I think this description is kind of confusing, so let's walk through an example with code.
```ruby
def delegatee(a, b) = a + b
def delegator(...)
delegatee(...) # CI2 (FORWARDING)
end
def caller
delegator(1, 2) # CI1 (argc: 2)
end
```
Before we call the delegator method, the stack looks like this:
```
Executing Line | Code | Stack
---------------+---------------------------------------+--------
1| def delegatee(a, b) = a + b | self
2| | 1
3| def delegator(...) | 2
4| # |
5| delegatee(...) # CI2 (FORWARDING) |
6| end |
7| |
8| def caller |
-> 9| delegator(1, 2) # CI1 (argc: 2) |
10| end |
```
The ISeq for `delegator` is tagged as "forwardable", so when `caller` calls in
to `delegator`, it writes `CI1` on to the stack as a local variable for the
`delegator` method. The `delegator` method has a special local called `...`
that holds the caller's CI object.
Here is the ISeq disasm fo `delegator`:
```
== disasm: #<ISeq:delegator@-e:1 (1,0)-(1,39)>
local table (size: 1, argc: 0 [opts: 0, rest: -1, post: 0, block: -1, kw: -1@-1, kwrest: -1])
[ 1] "..."@0
0000 putself ( 1)[LiCa]
0001 getlocal_WC_0 "..."@0
0003 send <calldata!mid:delegatee, argc:0, FCALL|FORWARDING>, nil
0006 leave [Re]
```
The local called `...` will contain the caller's CI: CI1.
Here is the stack when we enter `delegator`:
```
Executing Line | Code | Stack
---------------+---------------------------------------+--------
1| def delegatee(a, b) = a + b | self
2| | 1
3| def delegator(...) | 2
-> 4| # | CI1 (argc: 2)
5| delegatee(...) # CI2 (FORWARDING) | cref_or_me
6| end | specval
7| | type
8| def caller |
9| delegator(1, 2) # CI1 (argc: 2) |
10| end |
```
The CI at `delegatee` on line 5 is tagged as "FORWARDING", so it knows to
memcopy the caller's stack before calling `delegatee`. In this case, it will
memcopy self, 1, and 2 to the stack before calling `delegatee`. It knows how much
memory to copy from the caller because `CI1` contains stack size information
(argc: 2).
Before executing the `send` instruction, we push `...` on the stack. The
`send` instruction pops `...`, and because it is tagged with `FORWARDING`, it
knows to memcopy (using the information in the CI it just popped):
```
== disasm: #<ISeq:delegator@-e:1 (1,0)-(1,39)>
local table (size: 1, argc: 0 [opts: 0, rest: -1, post: 0, block: -1, kw: -1@-1, kwrest: -1])
[ 1] "..."@0
0000 putself ( 1)[LiCa]
0001 getlocal_WC_0 "..."@0
0003 send <calldata!mid:delegatee, argc:0, FCALL|FORWARDING>, nil
0006 leave [Re]
```
Instruction 001 puts the caller's CI on the stack. `send` is tagged with
FORWARDING, so it reads the CI and _copies_ the callers stack to this stack:
```
Executing Line | Code | Stack
---------------+---------------------------------------+--------
1| def delegatee(a, b) = a + b | self
2| | 1
3| def delegator(...) | 2
4| # | CI1 (argc: 2)
-> 5| delegatee(...) # CI2 (FORWARDING) | cref_or_me
6| end | specval
7| | type
8| def caller | self
9| delegator(1, 2) # CI1 (argc: 2) | 1
10| end | 2
```
The "FORWARDING" call site combines information from CI1 with CI2 in order
to support passing other values in addition to the `...` value, as well as
perfectly forward splat args, kwargs, etc.

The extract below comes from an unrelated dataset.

PR #2510, opened 2025-05-26
chore(github): add script  to determine test scope

frederikschubertflex:
This step results in a full test suite run if an already approved PR receives changes to prevent breaking the main branch.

Since we're able to copy the stack from `caller` in to `delegator`'s stack, we
can avoid allocating objects.
I want to do this to eliminate object allocations for delegate methods.
My long term goal is to implement `Class#new` in Ruby and it uses `...`.
I was able to implement `Class#new` in Ruby
[here](https://github.com/ruby/ruby/pull/9289).
If we adopt the technique in this patch, then we can optimize allocating
objects that take keyword parameters for `initialize`.
For example, this code will allocate 2 objects: one for `SomeObject`, and one
for the kwargs:
```ruby
SomeObject.new(foo: 1)
```
If we combine this technique, plus implement `Class#new` in Ruby, then we can
reduce allocations for this common operation.